Hiperkalemi: Sıklıkla bilinmesi ve atlanmaması gereken tanı EKG’deki T sivriliği, QRS uzaması, PR mesafesinde artış ve P dalga kaybolmasıdır. EKG bulgusu tespit edilen hastalarda kardiyak etkilenim düşünülerek kalsiyum glukonat intravenöz verilmelidir. Kalsiyum glukonat, potasyumun kalp üzerindeki etkisini ortadan kaldırır. Ek olarak inhale albuterol uygulaması serum potasyum değerini düşürür. Hasta yakın kardiyak monitörizasyon ile en yakın hastaneye sevk edilmelidir.
Hipotermi
Hipotermi vakalarında ilk müdahalenin temel amacı hastanın daha fazla ısı kaybının önlenmesidir. hastaları aktif yeniden ısıtma yöntemleri, eksternal ısıtma ile ısıtılmalıdır. Hastanın metabolizmasını hızlandırmak için glukoz oral veya İV verilmelidir.
Anafilaksi
Sık görülen bulguları bronkospazm, larengeal ödem, hipotansiyon, ritim bozuklukları, bulantı, kusma, ishal, göz tutulumları ve nöbetlerdir. Anafilaksi tanısı için alerjen ile maruziyet sonrası en az iki sistemin bulgu vermesi gerekmektedir. Anafilaksi tanısı alan hastalarda en kısa sürede 0,5 mg epinefrin (adrenalin) kas içi uygulanmalıdır.
Şok
Hasta sıklıkla hipotansiyon, azalmış periferik nabızlar, taşikardi, takipne, azalmış idrar çıkışı, terleme, dikkatini toparlayamama ve letarji gibi semptomlar gösterir. Sıvı resüsitasyon hastanın sistolik kan basıncını 100 mmHg üzerinde tutacak şekilde 1000 ml bolus kristaloid sıvı tedavisidir.
Sepsis
Sepsis ön tanısını akla getirmek ve erken dönemde antibiyoterapinin başlanması hayati riski ortadan kaldırmakta önemlidir. Yüksek akımlı oksijen tedavisinin yanı sıra kristaloid sıvılar ile hidrasyon sağlanmalıdır. Danışman hekim ile görüşülerek antibiyotik tedavisi başlanmalıdır.
Akut Karın
Hastaların büyük çoğunluğu ani başlayan karın ağrısı, bulantı ve kusma şikayetleri ile başvurur. Tüm inflamasyona bağlı akut karın nedenlerinde mevcut ağrının olduğu bölgeyi hafif palpasyonla muayene etmek ve bölgede hassasiyetin olduğunu görmek ayırıcı tanı için elzemdir.
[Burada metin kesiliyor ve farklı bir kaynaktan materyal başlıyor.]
PR #218, opened 2015-11-12
showcases: use single GWT module and share common props

psiroky:
* showcases are used only for debugging/testing, so there
   really is no real need to have two different GWT modules
   for them (FastCompiled and Full). Having just one module
   should simplify the configuration
 * removed no longer needed log4j.xml files. Logback is used
   as logging impl

@Salaboy, @nmirasch, @cristianonicolai please take a look. Same changes were already applied to guvnor and drools-wb repos.


cristianonicolai:
+1 for the change.

@psiroky @Salaboy @nmirasch @mswiderski  I'm wondering if we still need to keep two showcase apps in this repo. Could we remove jbpm-console-ng-ht-showcase and keep only the jbpm-console-ng-showcase one? Any concerns with that?

psiroky:
@cristianonicolai thanks for bringing this is up. I wanted to suggest the same. I even tried to run `mvn gwt:run` inside ht-showcase and it does not work currently. It seems it is not being maintained.

csadilek:
Thanks.

master: 99ebab5f56377e7854d60efa33f0c0508f5993f8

Lümene sahip organların lümenlerinin herhangi bir sebeple tıkanması sonucu karın ağrısı, karında şişlik, bulantı ve kusma ve son birkaç gündür gayta ve gaz çıkaramama şikayetleri görülür. Geç dönemde karında gerginlik ve gayta benzeri fekaloid kusma şikayetleri de oluşur. Hastada olası aspirasyon riski açısından dikkatli olunmalıdır. Fizik muayenede tahta gibi sert bir karın tespit edilir. Tahta karın bulgusu perforasyon için tipiktir.
Abdominal aort anevrizması sıklıkla semptom vermez. Ancak ciddi karın, sırt ve yan ağrısı ile başvurabilirler. Fizik muayene bulguları arasında karın orta hatta ele gelen kitle, tril adı verilen kan akımının hissedilme hissi ve kitle üzerinde duyulan üfürüm sayılabilir. Olası abdominal aort anevrizması düşünülen hastalarda derin palpasyon ile karın muayenesi yapılmamalıdır.